**Task details**
Which lines of the listing below contain the word "version"? Copy each of them.

**Entries supplied**
PR #1423, opened 2024-07-30
feat: add conditional render on "Mark as Done" Btn

julienperrault:
Entreprise API doesn't provide "Mark as Done". So i have done this PR to remove "Mark as Done" Btns.
closes : https://github.com/gitify-app/gitify/issues/1412

### DIFF
--- a/src/components/NotificationRow.tsx
+++ b/src/components/NotificationRow.tsx
@@ -10,7 +10,7 @@ import { AppContext } from '../context/App';
 import { Opacity, Size } from '../types';
 import type { Notification } from '../typesGitHub';
 import { cn } from '../utils/cn';
-import { formatForDisplay } from '../utils/helpers';
+import { formatForDisplay, isEnterpriseServerHost } from '../utils/helpers';
 import {
   getNotificationTypeIcon,
   getNotificationTypeIconColor,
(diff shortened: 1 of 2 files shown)


setchy (changes requested):
"Mark as Done" was added to GitHub Enterprise Server in version 3.13. See https://docs.github.com/en/enterprise-server@3.13/rest/activity/notifications?apiVersion=2022-11-28#mark-a-thread-as-done

Instead, we should look to make the API call resilient for users on GitHub Enterprise Servier 3.12 or older

setchy:
@julienperrault - thoughts on https://github.com/gitify-app/gitify/pull/1424 👀

akellbl4:
@setchy I like the solution with hiding, but it can be improved by checking the GHE version and not hiding for any GHE instance.

akellbl4:
I haven't checked but if the app switches to https://github.com/octokit/octokit.js it might be easier to detect supported features

setchy:
> @setchy I like the solution with hiding, but it can be improved by checking the GHE version and not hiding for any GHE instance.

agree :) - updated https://github.com/gitify-app/gitify/pull/1424 to use version information.  

If you are able to test the branch locally @akellbl4 @julienperrault that would be greatly appreciated 🙏

setchy:
superseded by https://github.com/gitify-app/gitify/pull/1424

PR #1439, opened 2024-08-06
feat(settings): disable `show accounts` when multiple accounts are authenticated

setchy:
Toggling this setting has no affect when there are multiple accounts authenticated.


src/utils/auth/utils.ts
```diff
@@ -218,3 +218,11 @@ export function isValidToken(token: Token) {
 export function getAccountUUID(account: Account): string {
   return btoa(`${account.hostname}-${account.user.id}-${account.method}`);
 }
+
+export function hasAccounts(auth: AuthState) {
```
afonsojramos, line 222: 😅

src/components/settings/AppearanceSettings.tsx
```diff
@@ -198,7 +199,8 @@ export const AppearanceSettings: FC = () => {
       <Checkbox
         name="showAccountHostname"
         label="Show account hostname"
-        checked={settings.showAccountHostname}
+        checked={settings.showAccountHostname || hasMultipleAccounts(auth)}
+        disabled={hasMultipleAccounts(auth)}
```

**Exercise solution**
"Mark as Done" was added to GitHub Enterprise Server in version 3.13. See https://docs.github.com/en/enterprise-server@3.13/rest/activity/notifications?apiVersion=2022-11-28#mark-a-thread-as-done
@setchy I like the solution with hiding, but it can be improved by checking the GHE version and not hiding for any GHE instance.
> @setchy I like the solution with hiding, but it can be improved by checking the GHE version and not hiding for any GHE instance.
agree :) - updated https://github.com/gitify-app/gitify/pull/1424 to use version information.  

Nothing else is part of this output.